To validate the molecular docking results, the structural stability of the protein–ligand complex was evaluated, and MM/GBSA calculations and molecular dynamics simulations were carried out. For each molecule, in complex with 1O6Y, 100 ns of simulation was performed, starting from the posed predicted from docking. To evaluate the structural stability, multiple properties were calculated for the last 40 ns of simulation for each ligand–protein complex, and these are presented in Table 4.
When comparing to the initial docking pose, 13 of the 28 ligands had an RMSD value lower than 2 Å (for further information, see Supplementary MaterialsFigures S1–S3). Even in the cases where the RMSD value was higher, the standard deviation remained low. This suggests an induced-fit adjustment to the binding pocket of PknB. All molecules remained bound to the protein in the predicted binding location. The stability of the complexes is further supported by the stable SASA values observed during the last 40 ns of simulation. Considering that all protein–ligand complexes were stable, MM/GBSA calculations could be performed. The results are presented in Table 5 and a comparison of the MM/GBSA results with the virtual screening scores is displayed in Figure 6.
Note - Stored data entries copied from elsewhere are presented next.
PR #5784, opened 2025-06-09
Add H3C/Huawei/HPE hash format

SamuraiOcto:
This adds support for hashes with `$h$6$` prefix that are used in various H3C/Huawei/HPE network devices. The SHA512-based format is described in [this hashcat issue](https://github.com/hashcat/hashcat/issues/3963) and [this PR](https://github.com/hashcat/hashcat/pull/4023).

### DIFF
--- a/src/h3c_fmt_plug.c
+++ b/src/h3c_fmt_plug.c
@@ -38,7 +38,7 @@ john_register_one(&fmt_h3c);
 
 #ifdef SIMD_COEF_64
 #define ALGORITHM_NAME     SHA512_ALGORITHM_NAME
-#define NBKEYS                     (SIMD_COEF_64*SIMD_PARA_SHA512)
+#define NBKEYS             (SIMD_COEF_64*SIMD_PARA_SHA512)
 #else
 #define ALGORITHM_NAME     "64/" ARCH_BITS_STR
 #define NBKEYS             1
@@ -47,7 +47,7 @@ john_register_one(&fmt_h3c);
 #define BENCHMARK_COMMENT  ""
 #define BENCHMARK_LENGTH   0x107
 #ifdef SIMD_COEF_64
-#define PLAINTEXT_LENGTH   ((128-16-8-1)/2-1)
+#define PLAINTEXT_LENGTH   46
 #else
 #define PLAINTEXT_LENGTH   125
 #endif
@@ -85,6 +85,16 @@ static struct fmt_tests h3c_tests[] = {
 		FORMAT_TAG "abcdefghijklmnop$jp3hDbVlf/L1GNDE4n6x4wqvHnFiEr4YrtM6ax1aFXFb6pdu4Nfmpp09pZFOGOH8ID9vw2AOKQA4q8lByhlG4A==",
 		"password"
 	},
+	{
+		FORMAT_TAG "z)`6LE)4lBPKdDEr$MlUS0GBjnwzMOzFEhniVm+F9S9/YxdAKUy04NPCH5eXckRdk6fhH3gEGQmllhtrppRcGymdCxCrs9sBQJj2jbw==",
+		"1234567890123456789012345678901234567890123456"
+	},
+#ifndef SIMD_COEF_64
+	{
+		FORMAT_TAG "aIYeQUH63hnhJ1lK$7CqVJE2q/Es8B8Fqnp5349OQdrdv/kUYHTNiU7Aq+Am8LZG9u+Gawnn5SVEqn8N89n+agG449J0W0wlSk/cuvw==",
+		"12345678901234567890123456789012345678901234567890123456789012345678901234567890123456789012345678901234567890123456789012345"
+	},
+#endif
 	{ NULL }
 };
 
--- a/src/h3c_fmt_plug.c
+++ b/src/h3c_fmt_plug.c
@@ -1,0 +1,320 @@
+/*
+ * H3C/HPE/Huawei format plugin
+ *
+ * Copyright (c) 2025 SamuraiOcto
+ *
+ * Redistribution and use in source and binary forms, with or without
+ * modification, are permitted.
+ *
+ * There's ABSOLUTELY NO WARRANTY, express or implied.
+ */
+
+#if FMT_EXTERNS_H
+extern struct fmt_main fmt_h3c;
+#elif FMT_REGISTERS_H
+john_register_one(&fmt_h3c);
+#else
+
+#include <string.h>
+
+#ifdef _OPENMP
+#include <omp.h>
+#endif
+
+#include "arch.h"
+#include "common.h"
+#include "formats.h"
+#include "params.h"
+#include "options.h"
+#include "johnswap.h"
+#include "base64_convert.h"
+#include "sha2.h"
+#include "simd-intrinsics.h"
+
+#define FORMAT_LABEL       "h3c"
+#define FORMAT_NAME        "H3C/Huawei/HPE"
+#define FORMAT_TAG         "$h$6$"
+#define TAG_LENGTH         (sizeof(FORMAT_TAG)-1)
+
+#ifdef SIMD_COEF_64
+#define ALGORITHM_NAME     SHA512_ALGORITHM_NAME
+#define NBKEYS                     (SIMD_COEF_64*SIMD_PARA_SHA512)
+#else
+#define ALGORITHM_NAME     "64/" ARCH_BITS_STR
+#define NBKEYS             1
+#endif
+
+#define BENCHMARK_COMMENT  ""
+#define BENCHMARK_LENGTH   0x107
+#ifdef SIMD_COEF_64
+#define PLAINTEXT_LENGTH   ((128-16-8-1)/2-1)
+#else
+#define PLAINTEXT_LENGTH   125
+#endif
+#define BINARY_SIZE        8
+#define BINARY_ALIGN       4
+#define SALT_SIZE          16
+#define SALT_ALIGN         1
+#define MIN_KEYS_PER_CRYPT NBKEYS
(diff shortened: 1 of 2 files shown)


solardiz:
Thank you for the contribution @SamuraiOcto!

Can you please add test vectors for the maximum supported password lengths (with and without SIMD)?

I wonder if this hash is implementable as a dynamic format. If so, maybe we'd need to switch this format to a "thin" wrapper around dynamic, as we already have in a few formats.

SamuraiOcto:
Is it possible to include the null bytes with a dynamic format, like `sha512($p."\x00".$s.$p."\x00")`? It doesn't seem to be possible to include null bytes in the wordlist. It is possible to merge the first null byte with the salt and provide the salt as hexadecimal, but that won't work for the second null byte. It is probably possible to create a rule that appends a null byte to all plaintexts, but then it will be annoying if a user wants to use another rule file.

magnumripper:
> I wonder if this hash is implementable as a dynamic format. If so, maybe we'd need to switch this format to a "thin" wrapper around dynamic, as we already have in a few formats.

We could, but why "need"? This one doesn't look too bad. Perhaps we could avoid using scalar buffers for a small boost if we really wanted to.

solardiz:
> We could, but why "need"?

Oh, I used the wrong word. We certainly can accept this as a separate format as well. I just thought we could prefer to reduce code size / duplication at some point. Formats like these have rather simple logic, but much code shared with other formats.

src/h3c_fmt_plug.c
```diff
@@ -0,0 +1,320 @@
...
+
+	if (ciphertext[SALT_SIZE] != '$')
+		return 0;
+
+	ciphertext += SALT_SIZE + 1;
+
+	len = strspn(ciphertext, BASE64_ALPHABET);
+	if (len != CIPHERTEXT_LENGTH)
+		return 0;
+	return 1;
```
solardiz, line 136: I see we have similar logic in `sha512_common_valid_nsldap`, and in both places we don't fully check that the base64 encoding is valid (`=` only used as padding). We might want to enhance both with a test `base64_convert` run and checking its return value. A way to do that may be to have `get_binary` return NULL if `base64_convert` fails to provide the expected length data, call `get_binary` from `valid` and check its return value. Since we would also be fixing the pre-existing code, this (or at least that part) should be a separate commit (may also be separate PR).

src/h3c_fmt_plug.c
```diff
@@ -0,0 +1,320 @@
...
+		uint64_t x;
+	} x;
+	char *realcipher = x.out;
+
+	ciphertext += TAG_LENGTH + SALT_SIZE + 1;
+	base64_convert(ciphertext, e_b64_mime, strlen(ciphertext), realcipher, e_b64_raw, sizeof(x.out), flg_Base64_NO_FLAGS, 0);
+
+#if defined(SIMD_COEF_64) && ARCH_LITTLE_ENDIAN==1
+	alter_endianity_to_BE64(realcipher, DIGEST_SIZE / 8);
+#endif
```
solardiz: It's good that we adjust for endianity on `get_binary`. I am puzzled why we also have such adjustments in `crypt_all` and `cmp_exact`. I think we could have the `binary` in the byte order that is expected by further code and that's it.

src/h3c_fmt_plug.c
```diff
@@ -0,0 +1,320 @@
...
+}
+
+static int cmp_one(void *binary, int index)
+{
+	return *(uint64_t *) binary == crypt_out[index][0];
+}
+
+static int cmp_exact(char *source, int index)
+{
+	uint64_t *binary = get_binary(source);
```
solardiz: I think we don't need a fully implemented `cmp_exact` at all. We could instead compare the full computed hash in `cmp_one`.

solardiz (approved):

A total of 15 of 28 ligands performed equal or better than the reference ligand. From these, two were from Chemotheca, six were from Chimiothèque Nationale and seven were from ZINC/FDA. Between these ligands, these MM/GBSA values varied between −23.0 ± 0.1 and −59.8 ± 0.3 kcal/mol, compared to Mitoxantrone’s −23.0 ± 0.2 kcal/mol. The best ligand from Chemotheca was CMLDID24682, with a MM/GBSA value of −31.5 ± 0.1 kcal/mol. The molecule from Chimiothèque Nationale with the best performance was AB-00014564, with a result of −37.0 ± 0.1 kcal/mol. Lastly, the ligand from ZINC/FDA with the best results was Riboflavin Monophosphate with an MM/GBSA value of −59.8 ± 0.3 kcal/mol.
To further analyze the affinity between the best performing ligands and the receptor, the overall binding free energy was decomposed into the contribution of each residue. The residues that had, in general, a bigger contribution are represented in Figure 7. The six top performing ligands were chosen for this analysis, one from Chemotheca (CMLDID24682), two from Chimiothèque Nationale (AB-00014564 and AB-00011214) and three from ZINC/FDA (Table 6). From ZINC/FDA, the molecules chosen were Riboflavin Monophosphate, Tedizolid phosphate and Gadofosveset trisodium.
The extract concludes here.